WHAT THE EXERCISE ASKS —
Filter the material, keeping only lines with the word "style".

RECORDED DATA —
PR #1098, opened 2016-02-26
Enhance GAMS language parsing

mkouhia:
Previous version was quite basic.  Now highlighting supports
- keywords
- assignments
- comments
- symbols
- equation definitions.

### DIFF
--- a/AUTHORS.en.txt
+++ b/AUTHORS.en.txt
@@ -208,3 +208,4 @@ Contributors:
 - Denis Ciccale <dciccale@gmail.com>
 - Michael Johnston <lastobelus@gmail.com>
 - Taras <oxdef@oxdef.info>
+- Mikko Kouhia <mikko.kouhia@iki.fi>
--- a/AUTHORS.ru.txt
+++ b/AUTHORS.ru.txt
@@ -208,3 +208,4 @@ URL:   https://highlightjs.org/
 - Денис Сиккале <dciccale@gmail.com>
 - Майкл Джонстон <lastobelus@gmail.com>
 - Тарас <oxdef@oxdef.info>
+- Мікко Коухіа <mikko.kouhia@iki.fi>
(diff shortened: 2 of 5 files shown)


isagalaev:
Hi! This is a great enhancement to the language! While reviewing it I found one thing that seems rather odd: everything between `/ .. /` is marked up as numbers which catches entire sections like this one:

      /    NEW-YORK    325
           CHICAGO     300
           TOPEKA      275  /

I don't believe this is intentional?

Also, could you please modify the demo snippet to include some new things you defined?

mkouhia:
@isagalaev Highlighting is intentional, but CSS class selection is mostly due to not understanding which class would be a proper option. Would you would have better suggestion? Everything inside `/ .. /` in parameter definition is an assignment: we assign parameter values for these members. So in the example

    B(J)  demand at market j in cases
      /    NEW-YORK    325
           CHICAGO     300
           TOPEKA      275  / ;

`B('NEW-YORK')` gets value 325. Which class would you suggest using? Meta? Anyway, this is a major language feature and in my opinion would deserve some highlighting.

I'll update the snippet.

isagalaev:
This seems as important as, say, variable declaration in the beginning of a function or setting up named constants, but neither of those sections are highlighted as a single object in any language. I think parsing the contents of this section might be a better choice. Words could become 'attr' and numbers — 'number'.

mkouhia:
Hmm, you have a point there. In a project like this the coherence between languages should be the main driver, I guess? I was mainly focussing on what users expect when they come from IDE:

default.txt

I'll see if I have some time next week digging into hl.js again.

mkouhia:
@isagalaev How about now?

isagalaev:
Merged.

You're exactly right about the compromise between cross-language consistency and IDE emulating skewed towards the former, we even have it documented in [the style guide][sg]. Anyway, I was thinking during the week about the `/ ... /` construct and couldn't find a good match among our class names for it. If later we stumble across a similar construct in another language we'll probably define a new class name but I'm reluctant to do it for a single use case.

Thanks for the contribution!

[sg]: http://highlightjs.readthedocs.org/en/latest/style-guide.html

...

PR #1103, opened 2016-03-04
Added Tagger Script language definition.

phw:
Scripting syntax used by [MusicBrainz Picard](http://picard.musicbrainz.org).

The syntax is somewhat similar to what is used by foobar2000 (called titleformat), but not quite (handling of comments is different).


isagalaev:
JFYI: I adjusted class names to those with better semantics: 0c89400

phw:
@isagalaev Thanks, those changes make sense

---

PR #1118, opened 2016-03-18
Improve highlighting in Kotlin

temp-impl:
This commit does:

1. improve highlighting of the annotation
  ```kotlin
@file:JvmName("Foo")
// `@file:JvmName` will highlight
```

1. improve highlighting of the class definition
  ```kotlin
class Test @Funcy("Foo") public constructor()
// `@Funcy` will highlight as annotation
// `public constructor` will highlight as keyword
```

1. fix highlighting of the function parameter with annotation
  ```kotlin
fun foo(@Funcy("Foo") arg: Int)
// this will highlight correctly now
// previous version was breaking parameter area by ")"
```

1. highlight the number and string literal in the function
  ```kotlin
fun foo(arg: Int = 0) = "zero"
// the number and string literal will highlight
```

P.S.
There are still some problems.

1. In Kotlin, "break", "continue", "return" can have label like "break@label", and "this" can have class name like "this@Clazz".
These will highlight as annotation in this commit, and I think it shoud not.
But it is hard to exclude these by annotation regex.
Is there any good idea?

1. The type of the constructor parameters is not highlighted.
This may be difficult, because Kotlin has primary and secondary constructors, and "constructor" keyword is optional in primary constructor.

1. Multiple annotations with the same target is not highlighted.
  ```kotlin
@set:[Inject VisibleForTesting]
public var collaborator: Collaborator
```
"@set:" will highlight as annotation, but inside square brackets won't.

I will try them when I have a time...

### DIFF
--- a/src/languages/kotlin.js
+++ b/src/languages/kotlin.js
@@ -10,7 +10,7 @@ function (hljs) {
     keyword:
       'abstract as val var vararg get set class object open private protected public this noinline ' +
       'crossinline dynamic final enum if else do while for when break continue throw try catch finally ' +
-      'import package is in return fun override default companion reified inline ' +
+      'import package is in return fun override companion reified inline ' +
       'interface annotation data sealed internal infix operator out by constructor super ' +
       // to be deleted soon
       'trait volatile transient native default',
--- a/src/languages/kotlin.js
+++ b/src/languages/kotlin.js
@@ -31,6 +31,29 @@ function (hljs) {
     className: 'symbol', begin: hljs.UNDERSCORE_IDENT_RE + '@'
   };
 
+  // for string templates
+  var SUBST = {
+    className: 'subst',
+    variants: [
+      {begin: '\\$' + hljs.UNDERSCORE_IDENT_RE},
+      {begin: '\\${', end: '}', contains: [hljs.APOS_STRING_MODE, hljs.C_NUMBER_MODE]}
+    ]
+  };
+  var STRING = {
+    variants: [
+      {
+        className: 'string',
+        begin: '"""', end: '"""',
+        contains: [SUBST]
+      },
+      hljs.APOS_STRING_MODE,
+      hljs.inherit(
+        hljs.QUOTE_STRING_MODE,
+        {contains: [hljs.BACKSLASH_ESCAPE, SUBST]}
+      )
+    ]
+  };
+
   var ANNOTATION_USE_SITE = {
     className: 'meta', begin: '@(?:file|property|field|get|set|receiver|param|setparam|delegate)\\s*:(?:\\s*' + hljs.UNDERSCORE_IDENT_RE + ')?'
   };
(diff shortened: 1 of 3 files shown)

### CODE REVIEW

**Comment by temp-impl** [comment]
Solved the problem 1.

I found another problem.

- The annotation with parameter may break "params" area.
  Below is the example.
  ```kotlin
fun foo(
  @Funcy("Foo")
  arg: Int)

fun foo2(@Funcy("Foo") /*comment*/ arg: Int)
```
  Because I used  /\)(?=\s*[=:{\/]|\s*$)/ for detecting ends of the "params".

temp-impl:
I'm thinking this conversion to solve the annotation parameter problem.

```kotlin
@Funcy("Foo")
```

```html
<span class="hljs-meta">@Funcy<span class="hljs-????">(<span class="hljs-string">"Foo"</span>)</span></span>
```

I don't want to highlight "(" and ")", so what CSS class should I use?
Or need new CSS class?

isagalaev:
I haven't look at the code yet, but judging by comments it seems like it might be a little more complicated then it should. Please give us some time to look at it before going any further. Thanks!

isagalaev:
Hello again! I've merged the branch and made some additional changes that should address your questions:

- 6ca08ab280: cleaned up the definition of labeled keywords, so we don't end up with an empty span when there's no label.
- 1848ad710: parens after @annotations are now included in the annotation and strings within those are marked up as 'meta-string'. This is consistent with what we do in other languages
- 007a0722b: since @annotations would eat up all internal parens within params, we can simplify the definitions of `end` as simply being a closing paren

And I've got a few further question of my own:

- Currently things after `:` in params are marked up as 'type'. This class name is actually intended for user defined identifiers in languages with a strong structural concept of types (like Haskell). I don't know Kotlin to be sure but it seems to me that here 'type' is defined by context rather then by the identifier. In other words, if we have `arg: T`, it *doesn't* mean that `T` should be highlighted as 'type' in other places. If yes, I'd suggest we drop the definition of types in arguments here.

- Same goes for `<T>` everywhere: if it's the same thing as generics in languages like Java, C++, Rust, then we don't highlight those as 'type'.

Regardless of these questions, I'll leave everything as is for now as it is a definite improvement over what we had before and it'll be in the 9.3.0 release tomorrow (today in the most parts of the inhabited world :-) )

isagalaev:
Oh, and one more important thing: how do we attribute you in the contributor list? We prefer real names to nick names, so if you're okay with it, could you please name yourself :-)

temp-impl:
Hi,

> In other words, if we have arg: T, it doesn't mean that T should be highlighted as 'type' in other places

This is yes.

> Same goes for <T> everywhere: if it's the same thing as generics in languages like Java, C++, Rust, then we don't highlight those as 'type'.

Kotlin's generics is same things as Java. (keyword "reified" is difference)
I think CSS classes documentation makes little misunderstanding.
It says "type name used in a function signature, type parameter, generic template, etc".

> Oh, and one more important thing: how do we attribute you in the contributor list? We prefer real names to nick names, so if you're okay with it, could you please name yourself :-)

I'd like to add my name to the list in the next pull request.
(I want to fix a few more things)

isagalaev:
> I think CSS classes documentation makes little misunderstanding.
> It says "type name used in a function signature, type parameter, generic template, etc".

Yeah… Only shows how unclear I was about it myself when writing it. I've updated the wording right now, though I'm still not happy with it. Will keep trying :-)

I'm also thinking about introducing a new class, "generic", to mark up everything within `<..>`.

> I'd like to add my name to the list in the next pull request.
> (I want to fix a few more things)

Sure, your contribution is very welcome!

SOLUTION TO THIS TASK —
You're exactly right about the compromise between cross-language consistency and IDE emulating skewed towards the former, we even have it documented in [the style guide][sg]. Anyway, I was thinking during the week about the `/ ... /` construct and couldn't find a good match among our class names for it. If later we stumble across a similar construct in another language we'll probably define a new class name but I'm reluctant to do it for a single use case.
[sg]: http://highlightjs.readthedocs.org/en/latest/style-guide.html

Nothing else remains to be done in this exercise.